Cakra langsung berdecak kesal, lalu mengambil kunci mobilnya. "Ya udah, aku antar. Nanti kita mandi bareng."

Gista kembali menggelengkan kepala sambil tertawa. "Bukan bermaksud ngelawan sama suami, tapi mending kamu mandi terus ngomong sama keluarga kamu baik-baik. Dan bukannya gimana, mereka belum nerima aku." Senyum Gista hilang, raut wajahnya berubah menjadi serius. "Biasanya aku diomelin karena salah, tapi sekarang aku gak tau salah di mananya, aku malah kena omel," ujar Gista dengan air mata yang sudah tergenang.

Cakra menarik Gista ke dalam pelukannya, mengusap punggung Gista dan meminta maaf atas apa yang keluarganya lakukan.

"Gak apa-apa, mungkin aku emang salah." Gista kembali tersenyum dan mengambil kunci mobil milik Cakra. "Aku berangkat, ya. Gak lama, kok."

**

Hari yang terasa lebih lama dan lebih berat. Gista memutari pasar mencari apa saja yang bisa ia jadikan untuk persediaan beberapa hari. Ia tidak tahu seberapa lama mertuanya di rumah, sehingga harus membeli banyak makanan.

Tangan kanan dan kirinya menenteng kantong plastik berukuran besar membuatnya kesusahan dan seketika ia kaget saat seseorang merebut plastik itu dari tangannya.

"Eh?"

"Emangnya Ibu gak ada saudara buat nolongin bawain ini?"

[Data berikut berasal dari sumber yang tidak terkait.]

PR #17316, opened 2025-05-23
Feature/draft validation

jamie-s-white:
### Description
This PR adds the "validate drafts" action to the hamburger menu for elements:

Screenshot 2025-05-23 at 15 39 44

This allows for admins to fully validate an element that is not enabled, or to more easily see validation errors at the top of the page before they commit to saving and publishing their updates:

Screenshot 2025-05-23 at 15 41 59

### Related issues
We had an issue recently where we changed alt text on images to be mandatory, and our client was then tripped up when trying to publish updates because the contextual error messages for related assets was not clear for them until they tried to publish the entry.

We wanted to add a "half way house" where they could see these errors in a much more usable and accessible fashion without needing to commit to a full save or publishing of the element.


brandonkelly:
Thanks for the PR! Made a few changes and merged into the `5.8` branch (c6ec0c0a01b18c35641fab512c01a92e2313a083).

brandonkelly:
Craft 5.8.0 is out with that action. Thanks again!

Issue #17337, opened 2025-05-27
[5.x]: Password reset has no rate or count limit


sebastian-lenz:
### Description

The password reset function has no rate limit and therefore can be exploited, e.g. to cause work loads on the server or send spam to users.

### Steps to reproduce

1. Visit the control panel login page
2. Click on "Forgot password"
3. Enter a username or email-address
4. Reload and immediately repeat step 1

### Expected behavior

The system should prevent the user from immediately retriggering the reset password mail. 

### Actual behavior

The system sends without any rate or count limits reset password mails.

### Craft CMS version

5.7.7

### PHP version

8.3.21

### Operating system and version

Linux 6.8.0-59-generic

### Database type and version

MySQL 8.0.42

### Image driver and version

Imagick 3.8.0 (ImageMagick 6.9.12-98)

sebastian-lenz:
As Craft stores a timestamp whenever a verification token is generated on the user record we can actually pretty easily implement a cooldown timer that prevents the reset password mail from being sent repeatedly. I've created a fork that adds a cooldown setting and implements a simple check to prevent the missuse.

bastiaanwuisman:
We've got a client also running into this issue. Any chance this will be picked up in an upcoming update? If not, we'd probably have to implement something similar to the linked PR in our project. Thanks!

brandonkelly:
Craft 4.17.0 and 5.9.0 are out, which now impose a rate limit on `users/send-password-reset-email` requests.

PR #17338, opened 2025-05-27
Add a password reset cooldown

sebastian-lenz:
### Description

Add a password reset cooldown to prevent the possibility of exploiting the password reset function

### Related issues

https://github.com/craftcms/cms/issues/17337

### DIFF
--- a/src/config/GeneralConfig.php
+++ b/src/config/GeneralConfig.php
@@ -2027,6 +2027,20 @@ class GeneralConfig extends BaseConfig
     public string $partialTemplatesPath = '_partials';
 
     /**
+     * @var int The duration in seconds of the cooldown timer after a reset password mail has been sent.
+     *
+     * Prevents other from exploiting the reset password functionality by applying a phase within it is not possible to
+     * trigger another password reset mail. Set the duration to zero to disable the cooldown.
+     *
+     * ::: code
+     * ```php Static Config
+     * ->passwordResetCooldownDuration(300)
+     * ```
+     * :::
+     */
+    public int $passwordResetCooldownDuration = 60;
+
+    /**
      * @var string|null The query string param that Craft will check when determining the request’s path.
      *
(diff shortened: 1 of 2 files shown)


brandonkelly (changes requested):
Couple issues with this:

- I don’t think we should be repurposing `verificationCodeIssuedDate` for this.
- It could introduce a new user enumeration vector, as the way it’s coded, you’d get an exception thrown immediately whenever you submit a reset-password form for a valid username/email multiple times, but not for invalid usernames/emails.

Given the second point, it might make more sense to simply set a rate limit on the `users/send-password-reset-email` action, regardless of which username/email is provided.

sebastian-lenz:
Hi @brandonkelly — thanks for looking into this!

It seems like we're considering two different approaches here, so it would be helpful to know which direction you'd prefer before I update my pull request.

> I don’t think we should be repurposing `verificationCodeIssuedDate` for this.

My intention was to avoid introducing a new database column just to track password resets. `verificationCodeIssuedDate` is currently only set via `Users::setVerificationCodeOnUser`, which is only called by `Users::getEmailVerifyUrl` and `Users::getPasswordResetUrl`. That’s why I thought it would be safe to reuse it for implementing a cooldown timer. That said, if you'd rather keep it separate, I’m happy to add a dedicated column instead.

> It could introduce a new user enumeration vector [...]

I've updated the pull request so that, when the cooldown is active, it now fails silently instead of throwing a new exception. I also added an error boundary around the call to `Users::_getUserRecordById` to ensure no internal details are leaked. Unless `preventUserEnumeration` is disabled, I don’t believe this introduces a new enumeration vector — but let me know if you see something I missed.

> [...] it might make more sense to simply set a rate limit on the `users/send-password-reset-email` action [...]

That’s a good idea too. From what I can tell, Yii doesn’t provide built-in support for request rate limiting, so we’d likely need to implement it ourselves. If that’s the preferred route, I’d be glad to work on a separate PR for that.

PR #17339, opened 2025-05-27
Feature/copy link field urls

brianjhanson:
### Description

Adds a "Copy URL" action item to text link fields. The main goal is to give users an easier way to see full URLs (https://github.com/craftcms/cms/pull/17261). We initially thought about truncating the text and providing a tooltip as we do with element chip titles, but that had some issues with accessibility. After playing with various methods of avoiding truncation in these link fields, this felt like the best option. 

CleanShot 2025-05-27 at 11 01 29@2x

The "Copy URL" option will open up the standard copy text dialog. 

CleanShot 2025-05-27 at 11 01 31@2x

### Related issues
https://github.com/craftcms/cms/pull/17261#issuecomment-2887446926


brandonkelly:
Looks great, thanks!

PR #17358, opened 2025-05-28
Updates Image Editor so that cropper move and resize are accessible for SR and keyboard users

gcamacho079:
### Description
Adds visually hidden buttons to the Image Editor that allow screen reader and keyboard users to resize and move the cropping rectangle.

Still outstanding (but planned for a future release):
- Visual UI for allowing users to resize and move the cropping rectangle without using a dragging motion.


brianjhanson (approved):
Amazing! Even as someone who doesn't navigate via keyboard very often I found it pretty intuitive to use. I do kind of wish there was a way to move the handles by a larger increment if I wanted to. Typically I'd expected something like shift + arrow to do that, but I noticed doing that will constrain the crop to the current aspect ratio instead (in the "unconstained" mode). 

In the end, I felt like I was able to move the handles around fast enough that it wasn't a huge issue, but at the same time I could see it being useful.

gcamacho079:
> I do kind of wish there was a way to move the handles by a larger increment if I wanted to. Typically I'd expected something like shift + arrow to do that, but I noticed doing that will constrain the crop to the current aspect ratio instead (in the "unconstained" mode).

Thanks Brian! I agree that would be a great feature but I also got stuck at the stage of realizing it would interfere with the aspect ratio part of things. I'll brainstorm some ways we can make that happen in the future.

PR #17365, opened 2025-05-29
Add key to `registerHtml`

brianjhanson:
Ensures the `fetch` call will only happen once per page load


AugustMiller:
Are we seeing this happening in the wild? 😮 It's typically safe to use `{% js %}`, `{% css %}`, `{% html %}`, and the underlying `craft\web\View` "register" methods with the same strings multiple times… in each case, the fragments are held under `md5` hashes of their content, which I would expect to be identical!

brianjhanson:
It looks like you're right @AugustMiller! I didn't realize the register methods were so smart.

PR #17370, opened 2025-05-30
Upgrade PHPStan (and Rector) to v2

riasvdv:


bootstrap/console.php
```diff
@@ -12,6 +12,7 @@
 ini_set('display_errors', 'stderr');
 
 // Make sure they're running PHP 8+
+/** @phpstan-ignore-next-line */
 if (PHP_VERSION_ID < 80002) {
```
riasvdv: Is this check still needed as Craft requires PHP 8.2 through composer?

bootstrap/web.php
```diff
@@ -8,6 +8,7 @@
  */
 
 // Make sure they're running PHP 8+
+/** @phpstan-ignore-next-line */
 if (PHP_VERSION_ID < 80002) {
```
riasvdv: Still needed?

src/base/Element.php
```diff
@@ -6180,7 +6181,10 @@ protected function statusFieldHtml(): string
     protected function notesFieldHtml(): string
     {
         // todo: this should accept a $static arg
-        /** @var static|DraftBehavior $this */
+        /**
+         * @var static|DraftBehavior $this
+         * @phpstan-ignore varTag.nativeType
```
riasvdv, line 6225: PHPStan seems to have issues with recognizing behaviors and combining the types. This check is [a v2 addition](https://github.com/phpstan/phpstan-src/commit/a69e3bc2f1e87f6da1e65d7935f1cc36bd5c42fe) so I've opted to ignore it where it causes issues currently instead of a global ignore

src/base/LogTargetTrait.php
```diff
@@ -22,6 +22,7 @@
  * @mixin Target
  * @author Pixel & Tonic, Inc. <support@pixelandtonic.com>
  * @since 3.1.23
+ * @phpstan-ignore trait.unused
  */
 trait LogTargetTrait
```
riasvdv, line 28: Is this used somewhere?

bootstrap/console.php
brandonkelly: Nope, that’s safe to remove.

bootstrap/web.php
brandonkelly: Nope

src/base/LogTargetTrait.php
brandonkelly: Doesn’t seem to be anymore in core, but possibly still in use by Craft installs which are still using a non-Monolog-based log target. (see #4127 for context on why it was added.)

Safe to deprecate in 5.8 and remove in v6 though, I’d say. Everyone should be using Monolog now – right @timkelty?

PR #17391, opened 2025-06-03
Update how we draw column separators

### LINKED ISSUE #17389: [5.x]: Styling Issue Markdown in Matrix Block
### What happened?

Found a minor styling issue: There appears to be a strange border-left on UI elements within a matrix block.

Image

### Craft CMS version

5.7.8.1

### PHP version

_No response_

_No response_

### Database type and version

_No response_

### Image driver and version

_No response_

-

brianjhanson:
Updates how we draw column separators when using a multi-column field layout. With this change, we'll only draw it when two elements with classes starting with `width-` are next to each other. 

Fixes https://github.com/craftcms/cms/issues/17389

### DIFF
--- a/src/web/assets/cp/src/css/_cp.scss
+++ b/src/web/assets/cp/src/css/_cp.scss
@@ -1002,12 +1002,6 @@ li.breadcrumb-toggle-wrapper {
   grid-template-columns: var(--page-title-columns);
   align-items: center;
   gap: var(--s);
-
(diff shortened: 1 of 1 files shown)


brandonkelly:
Resolved by hiding the borders entirely within Matrix blocks, for all elements that the border is initially added in by `_cp.scss`. (cc073176ad9f65f8194607706b5554c339261a42)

Gista mendongakkan kepala saat melihat Dani berdiri di sampingnya. Untuk apa ia di sini? batinnya. Laki-laki itu tidak terlihat seperti pelajar, bahkan jika ia menyamar menjadi anak kuliahan pun orang akan percaya.

"Udah mau pulang?" tanyanya lagi dan Gista menganggukkan kepala.

"Kenapa ada di sini?"

"Ini tempat umum, emang salah saya di sini?"

Gista menggelengkan kepala sambil berjalan keluar pasar tidak ada percakapan lain hingga mereka sampai di depan mobil yang dibawa oleh Gista.

"Sendiri aja?" tanya Gista, tapi tidak dijawab sama sekali. Diabaikan siswa sendiri itu rasanya, sulit untuk dijelaskan.

"Gak, Bu," balasnya singkat seakan membaca pikiran Gista.

"Kamu itu baik, gak mau berubah jadi lebih baik lagi di mata orang lain?"